Re: Simulation vs. Execution in the Halting Problem

On 5/29/25 1:34 PM, Mr Flibble wrote:

 🧠 Simulation vs. Execution in the Halting Problem
 In the classical framework of computation theory (Turing machines),
simulation is not equivalent to execution, though they can approximate one
another.
 ✅ What’s True:
Running a simulation of a program—even partially—is meant to reflect its
execution behavior.
Simulators, emulators, or analyzers aim to predict how a program would
behave if actually run.
 ⚠️ Where the Divergence Happens:
 1. Simulation May Not Be Complete
Even if the simulator detects what it believes to be infinite recursion,
it:
- Has not observed it to infinity
- Has inferred it based on structure or partial behavior

And the key is that in needs to CORRECTLY predict that the behavior *IS* non-halting. This CAN be done for some inputs, as we can detect patterns for which we can PROVE that the complete simulation of this exact input will never halt.

 2. Execution Is Definitive, Simulation Is Predictive
- Execution is actual: the program runs on hardware (real or virtual) and
either halts or doesn’t.
- Simulation is analytic: a model tries to deduce the result without fully
committing to it.

Right/

 🔄 What SHDs Claim (Flibble/Olcott):
If the SHD halts its simulation due to detecting a provable infinite
recursion, then that should be considered a correct determination of non-
halting for the input program.

The key issue that is forgotten is that the SHD must be a definite program, and not some nebulous contruct that somehow changes its programing in responce to what it sees.
Also, the input must also be a definite program, that in this proof case is built on the exact code of the decider that is being claimed to get the answer right.

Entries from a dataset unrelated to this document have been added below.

PR #19, opened 2023-01-26
Add copy of license to docs

thisac:
The SDK docs are failing (presumably) due to there being no license file in the docs folder.

* Add a copy of the license file to the docs folder.

### DIFF
--- a/docs/LICENSE
+++ b/docs/LICENSE
@@ -1,0 +1,203 @@
+                                 Apache License
+
+                           Version 2.0, January 2004
+
+                        http://www.apache.org/licenses/
+
+   TERMS AND CONDITIONS FOR USE, REPRODUCTION, AND DISTRIBUTION
+
+   1. Definitions.
+
+      "License" shall mean the terms and conditions for use, reproduction,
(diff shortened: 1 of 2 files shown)


arcondello:
Why not a symbolic link?

thisac:
I had that previously, but then it doesn't build locally on non-Unix systems. Not a huge issue, but this seems to be the solution in other packages so I went with this instead.

arcondello:
> I had that previously

It looks like you were just using a relative link in the .rst file, rather than having a symbolic link to the LICENSE (like say in the [cloud client](https://github.com/dwavesystems/dwave-cloud-client/blob/master/docs/LICENSE))

arcondello (approved):

thisac:
Oh, I mean previously as in when adding the docs to dwave-gate. Both the readme and license files were symbolic links, but didn't build correctly on Windows. Maybe this was just an issue with the readme though.

randomir:
For the record, git handles symbolic links, and so they work on all platforms `git` works on.

PR #20, opened 2023-01-27
Support for measurements in operation_generation.py

wbernoudy:
Fix some bugs in operation generation and add some features for supporting POVM measurements and Kraus operators. 

~Maybe will add some machinery for nicely supporting generating a cython/C function from an operator set which will "measure" each operator, and then "apply" a randomly sampled one.~ Done


dwave/gate/simulator/operation_generation.py
```diff
@@ -28,23 +28,34 @@ def binary(i: int, n: int) -> Tuple[int, ...]:
...
+            operation are ignored.
+
+        skip_zeros: If true, rows of given matrix that have no values will be ignored.
 
     Returns:
-        A tuple where the first item is the set of substates acted on by the gate, and the second
-        item is a dictionary mapping output substates to those corresponding instructions.
+        A tuple where the first item is the set of substates acted on by the gate, and
+        the second item is a dictionary mapping output substates to those corresponding
+        instructions.
```
thisac, line 49: Should the `output_sub_states` set be added to the description as well? Also, would it be more correct to say that the the dictionary is "mapping _dependent_ substates to those corresponding instructions", based on what they're named in the code?

dwave/gate/simulator/simulator.pyx
```diff
@@ -178,6 +185,52 @@ def _measure(op, state, targets):
         op._measured_qubit_indices.append(t)
 
 
+def _fast_sample(
```
thisac, line 188: 🐎💨

arcondello: I can only see this image as a horse farting and I am here for it.

randomir: My thoughts exactly.

dwave/gate/simulator/operation_generation.py
wbernoudy: Yes, good catch! Fixed

dwave/gate/simulator/simulator.pyx
```diff
@@ -168,7 +170,8 @@ def _measure(op, state, targets):
     op._measured_state = state.copy()
 
     for idx, t in enumerate(targets):
-        m = _sample(t, state)
+        # m = _sample(t, state)
+        m = _fast_sample(t, state)
```
thisac, line 174: I feel like we should just remove the old `_sample` function, and rename the `_fast_sample` to `_sample`, just replacing it. There's really no need to keep a slow sampling method anyway, right?

dwave/gate/simulator/simulator.pyx
```diff
@@ -178,6 +181,22 @@ def _measure(op, state, targets):
...
+    little_endian: bool = False,
+) -> int:
+    cdef int num_qubits = round(np.sqrt(state.shape[0]))
+
+    return measurement_computational_basis(
+        num_qubits,
+        state,
+        qubit,
+        little_endian=little_endian
+    )
```
thisac, line 197: Should `collapse_state` be passed to the `apply_operator` arg? Feel free to rename it as well to the latter, if you think that makes more sense, to keep it to a single name.
```suggestion
    return measurement_computational_basis(
        num_qubits,
        state,
        qubit,
        little_endian=little_endian,
        apply_operator=collapse_state,
    )
```

dwave/gate/simulator/operation_generation.py
```diff
@@ -466,6 +534,146 @@ def generate_op(
...
+    if not np.all(np.isclose(op_sum, np.eye(2**num_targets))):
+        raise ValueError("sum of operators by their conjugates must sum to identity")
+
+    c_codes = []
+
+    import itertools
+
+    full_op_options = {
+        (op_idx, little_endian, collect_norm):
+            f"{op_name}_op{op_idx}_{['norm', 'apply'][collect_norm]}_{['big', 'little'][little_endian]}_endian"
```
thisac, line 592: I think `'apply'` and `'norm'` are in the wrong order here, no?
```suggestion
            f"{op_name}_op{op_idx}_{['apply, 'norm'][collect_norm]}_{['big', 'little'][little_endian]}_endian"
```

dwave/gate/simulator/operation_generation.py
```diff
@@ -517,6 +742,24 @@ def generate_op(
...
+    op_set_definitions = [
+        ("measurement_computational_basis", 1, 0, dict(
+            operators=[measurement_0, measurement_1]
+        )),
+        ("dephase_noise", 1, 0, dict(
+            operators=[dephase0, dephase1]
+        )),
+        ("amplitude_dampening_noise", 1, 0, dict(
+            operators=[amp_damp0, amp_damp1]
+        )),
```
thisac, line 754: Is it correct to say that you've added these to the operations, but they are currently not used in any way by the simulator, i.e., there's no accessible support for them yet?

thisac (changes requested):
Looks great to me, apart from `apply` and `norm` seemingly being mixed up in the operation generation (although it seems to be happening both for the function names and when they're called, so I think the correct functions are actually called and everything is working).

dwave/gate/simulator/operation_generation.py
wbernoudy: Yes! Fixed

dwave/gate/simulator/operation_generation.py
wbernoudy: Yes that's right

dwave/gate/simulator/simulator.pyx
wbernoudy: Yes it should be. I think `collapse_state` is a good name for measurement, I just wanted to make it a bit more general sounding for the other stuff that the operator set functions allow.

Eventually this will be set to False when using `Measurement.sample()`, right?

thisac: > Eventually this will be set to False when using Measurement.sample(), right?

Yes, it should be set to `False`, although currently this sampling is implemented separately ([here](https://github.com/dwavesystems/dwave-gate/blob/master/dwave/gate/tools/samples.py#L22-L47)), so there's no collapsing taking place anyway.

tests/test_simulator/test_measurements.py
```diff
@@ -193,3 +193,37 @@ def test_conditional_op_multiple_qubits_true(self):
 
         assert np.allclose(res, expected)
         assert not x.is_blocked
+
+    def test_bell_state_measurement(self):
```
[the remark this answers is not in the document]
wbernoudy: How could you mock the measurement value?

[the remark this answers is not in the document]
thisac: You should probably be able to do something like:
```python
@pytest.mark.parametrize("bitval", [0, 1])
def test_bell_state_measurement(self, bitval, monkeypatch):
    ...
    monkeypatch.setattr(Bit, "value", bitval)
    ...
```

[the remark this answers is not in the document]
thisac: Oh, sorry, didn't think this one through. That wouldn't change the resulting state. 🤔

tests/test_simulator/test_measurements.py
```diff
@@ -245,7 +255,7 @@ def test_measurement_rng_seed(self):
         simulate(circuit, rng_seed=666)
         expected = tuple(b.value for b in circuit.bits)
 
-        for _ in range(100):
+        for _ in range(5):
             for bit in circuit.bits:
                 bit.reset()
             simulate(circuit, rng_seed=666)
```
thisac, line 261: Won't this always produce the same outcome since it resets the seed each time `simulate` is called?

thisac (approved):
Thanks @wbernoudy! Great update to measurements and the sampling!

tests/test_simulator/test_measurements.py
wbernoudy: It should, the idea behind the test is to ensure it with a high probability. With 10 qubits and 5 rounds, that comes out to a roughly 1 in 10^15 chance of it passing erroneously.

 This leads to their argument:
- SHD's halting ≠ the program’s halting
- But SHD's halting due to detection of infinite recursion ⇒ program’s
non-halting

But, the proof program, because it *IS* based on the actual SHD code, sees the answer the SHD *WILL* give, and does the opposite, so the SHD is just wrong.
Thus, if the SHD *WILL* eventually decide to abort and return 0, that decisions MUST HAVE BEEN based on a false pattern that it saw.

 🧩 The Problem:
In classical computability theory:
- You can’t always know that a structure will cause non-halting.
- Many programs appear recursive but halt (e.g., bounded recursion).
- There’s no general algorithm that can always correctly detect infinite
recursion in all programs.

Right, the nature of how Programs work in a "Turing Complete" computation system (which is the most powerful system we know) generate complexity faster than can be analyized, and thus there are question of behavior that can not be computed.

 Thus:
Simulation that halts does not conclusively determine that the simulated
program would or would not halt — unless the simulation is exhaustive and
faithful, which isn't always possible.
 ✅ Conclusion:
Partial simulation provides strong hints but not definitive proof of
halting or non-halting — unless the analysis itself is provably sound and
complete within a restricted system (e.g., total languages).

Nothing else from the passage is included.